Despite pressure to ship immediately, pushing back to run research first meant we solved the right problem — and increased feature applicability from 4% to 40%.
Despite the vague name, Component Pricing had a clear user need: buyers needed a breakdown of pricing elements so they could compare what went into the cost of something and avoid surprises when the bill arrived. In simplest terms — comparing apples to apples.
There was significant pressure from senior leadership to move quickly and get designs out the door in order to satisfy customer requests and protect revenue. I pushed back. I asked whether we fully understood the problem, how confident we were in the scope, and where the data supporting this direction was. The answer was silence.
With the support of a few key stakeholders, I advocated for a short discovery phase before any design work began. The decision to be transparent with customers about this process had an unexpected effect — users were excited that we were talking to them and taking the time to truly understand their needs rather than rushing to ship something.
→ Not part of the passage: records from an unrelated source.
PR #84, opened 2016-06-12
github: Cache unauthed not found responses

keegancsmith:
We 404 10x more than we 200 leading to our rate limit going to zero. The likely cause of this is people browsing private repositories from the Chrome Extension without them giving access to the private repo.

See commit messages.

### DIFF
--- a/services/ext/github/repos.go
+++ b/services/ext/github/repos.go
@@ -35,16 +35,31 @@ func init() {
 
 type Repos struct{}
 
+type cachedRemoteRepo struct {
+	sourcegraph.RemoteRepo
+
+	// PublicNotFound indicates that the GitHub API returned a 404 when
+	// using an Unauthed request (repo may be exist privately).
+	PublicNotFound bool
+}
+
 func (s *Repos) Get(ctx context.Context, repo string) (*sourcegraph.RemoteRepo, error) {
+	cl := client(ctx)
+
 	// This function is called a lot, especially on popular public
 	// repos. For public repos we have the same result for everyone, so it
 	// is cacheable. (Permissions can change, but we no longer store that.) But
 	// for the purpose of avoiding rate limits, we set all public repos to
 	// read-only permissions.
-	var cachedRemoteRepo sourcegraph.RemoteRepo
-	if err := reposGithubPublicCache.Get(repo, &cachedRemoteRepo); err == nil {
-		reposGithubPublicCacheCounter.WithLabelValues("hit").Inc()
-		return &cachedRemoteRepo, nil
+	var cached cachedRemoteRepo
+	if err := reposGithubPublicCache.Get(repo, &cached); err == nil {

Users had to piece their work together to form their own source of truth.
Their legacy system required them to open a spreadsheet, hunt for information, assemble requirements, apply formulas, and then execute their order. Things often got "lost in the shuffle." The platform wasn't the full solution — it was one piece of a broken process.The Product Manager authored a Product Requirements Document (PRD) that outlined the target goal, user types, what was in and out of scope, and technical specifications from the tech lead. This was shared across UX, Product, and Engineering to ensure alignment before any design work began — creating a shared foundation and reducing costly mid-sprint surprises.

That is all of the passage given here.